The road was long and straight, and the dark forest pressed on to the verge on both sides. Heaped snow, ploughed from the previous winter, was still frozen and had become an even higher bank from the fresh snowfall. He lengthened his stride and ran faster towards the rising sun.
He dared not stop.
The sun had reached the top of the trees either side of the chill, sunless gulley of a road. His laboured breathing muted the sound of the first vehicle. Instinct made him turn. Another vehicle was travelling behind that, its headlights weaving. There were probably twenty men in pursuit.

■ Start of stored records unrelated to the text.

PR #561, opened 2021-11-12
Add tcp option to set keep alive value on the tcp layer

mogaleaf:
Hi,

Our devices have bandwidth constraint and we can't use the default 15s tcp keep-alive from the go sdk library.
I have set up an option to be able to change it as it is impossible to do so with the library.

Let me know if it could be integrated to the library.

Signed-off-by: cecile <cecile.thiebaut@gmail.com>

### DIFF
--- a/client.go
+++ b/client.go
@@ -393,7 +393,7 @@ func (c *client) attemptConnection() (net.Conn, byte, bool, error) {
 			tlsCfg = c.options.OnConnectAttempt(broker, c.options.TLSConfig)
 		}
 		// Start by opening the network connection (tcp, tls, ws) etc
-		conn, err = openConnection(broker, tlsCfg, c.options.ConnectTimeout, c.options.HTTPHeaders, c.options.WebsocketOptions)
+		conn, err = openConnection(broker, tlsCfg, c.options.ConnectTimeout, c.options.HTTPHeaders, c.options.WebsocketOptions, c.options.TcpOptions)
 		if err != nil {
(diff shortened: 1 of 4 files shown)


MattBrittan:
Thanks for this; I can see why it might be useful. However I'm not completely comfortable with the implementation due to the added complexity (extra config structure `TcpOptions` etc) and if we are allowing the user to configure this then why not other `Dialer` options (`LocalAddr` and `FallbackDelay` could be useful).

I wonder if it would be simpler to add a `Dialer net.Dialer` in `ClientOptions` (default to `net.Dialer{}` and have `SetConnectTimeout` manipulate that). You could then add a `SetDialer` that provides a fully custom `Dialer`.  The `Dialer` could then be passed into `openConnection` (simplifying that function). This would mean importing `net` into `options.go` but as this already imports a couple of net packages I don't see that being an issue.

mogaleaf:
I have implemented the changes using net.Dialer directly into options.
Set up default timeout to 30 * time.Second for backward compatibility.
ConnectTimeout is used for WebSocket too so I need to keep it at options level and dialer level.
Let me know what you think about this option.

Thanks

MattBrittan:
Thanks very much,
As you say having the options `ConnectTimeout` and `Dialer` is not ideal but I think working around that is likely to introduce further confusion (the alternative being to pass `dialer.Timeout` to `openConnection`). The way this is implemented now should provide maximum flexibility with minimal code changes. This passes the tests so I'll accept it.

Matt

PR #266, opened 2023-01-23
[C] update phase IV components

alexgoff:
For JIRA: "EPO-7529 #IN-REVIEW #comment update phase IV components"


package.json
```diff
@@ -1,6 +1,6 @@
 {
   "name": "rubin-client",
-  "version": "0.1.0",
+  "version": "1.2.5",
```
alexgoff, line 3: there's a version number for published releases so it seems like it would make sense to put it in the package.json too, right?

package.json
```diff
@@ -57,7 +57,6 @@
     "add": "^2.0.6",
     "classnames": "^2.3.1",
     "feed": "^4.2.2",
-    "flickity": "^3.0.0",
```
alexgoff, line 60: flickity is a dependency of the carousel which is now in epo-react-lib

blnkt (approved):

PR #269, opened 2023-01-25
[C] update phase V components

alexgoff:
For JIRA: "EPO-7563 #IN-REVIEW #comment update phase V components"


components/atomic/Tile/patterns/InvestigationTile/styles.js
```diff
@@ -1,6 +1,6 @@
 /* eslint-disable */
 import styled from "styled-components";
-import BaseMixedLink from "@/atomic/MixedLink";
+import { MixedLink as BaseMixedLink } from "@rubin-epo/epo-react-lib";
```
alexgoff, line 3: I'd like to point this back to atomic/index.js like the others but for some reason aliasing that export as `BaseMixedLink` produced `undefined` but aliasing the export from `@rubin-epo/epo-react-lib` worked

components/atomic/Share/index.js
```diff
@@ -1,10 +1,12 @@
...
-import CopyUrlButton from "./CopyUrlButton";
-import FacebookButton from "./FacebookButton";
-import TwitterButton from "./TwitterButton";
-import EmailButton from "./EmailButton";
+import {
+  CopyUrlButton,
+  FacebookButton,
+  TwitterButton,
+  EmailButton,
+} from "@rubin-epo/epo-react-lib";
```
alexgoff, line 9: this entire `Share` component could not be extracted because it relies on `useGlobalData`, so the subcomponents were instead.

blnkt (approved):
Looks good.  I do get an error from the FacebookButton when I test on my local, but not when I try it at the preview url, so I'm assuming it's a localhost kinda prob...although I felt like it used to work even on my local.  Anyhow, something to keep an eye but not enough of a thing to prevent us from merging this work in.

PR #273, opened 2023-02-13
[C] replace SimpleTable and ComplexTable

alexgoff:
Replaced the `SimpleTable` and `ComplexTable` components with `epo-react-lib` equivalents. I noticed that a new prop had been added to determine if a table is site specific so instead of wholesale replacing the components they just wrap the library components with this new logical choice


blnkt (approved):
👍 SO clean now that all the table cruff lives inside the lib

He leapt over the snow ledge on the side of the road and ducked beneath the overhanging branches. A slender track channelled between the accumulated snow and ice on the side of the road and where the tree trunks barred his way into the forest. He heard the engines change pitch. They were slowing. He ran: branches caught his face and he raised an arm. The rattle of gunfire cut the air above his head. He cursed his own stupidity. By brushing the branches away from his face he had disturbed the snow lying on them and the fine powder left low on the tree had been seen. He kept running, ducking lower, avoiding the branches. The thwack of bullets hit the trees where he had been moments before. They were shooting wildly. Ripping through the air. A storm of treebark and snow.
His breath came hard, The cold air raw in his lungs.
And then he ran out of track. He plunged into the low branches. Felt them whip his face. Searing pain scorched his thigh. He stumbled as another bullet tore into his side. Ignoring the pain he ran on. He was leaking blood. Leaving a trail. The distant sound of dogs echoing through the forest. His foot caught a root, tumbling him into deep snow. He slamed into a tree, the wind knocked out of him. He needed a moment to draw breath. He shook clear the pain and the sweat from his eyes. He could hear them now. Voices calling to each other. Fearful. Of him. He dared to close his eyes for a moment. More gunfire.
And he remembered what had brought him here.
Tags: espionage thriller
- Format: ebook, paperback, hardcover, audiobook
- Size: 326 pages
- Publisher: Head of Zeus
- Publication Date: 9 July 2020
- Links: Goodreads
- Google Play
David Gilman is an award-winning author and screenwriter. David enjoyed many careers – including firefighter, paratrooper and photographer – before turning to writing full time in 1986. He has written many radio and television scripts including several years of A Touch of Frost. In 2007 his Danger Zone trilogy for YA was sold in 15 countries.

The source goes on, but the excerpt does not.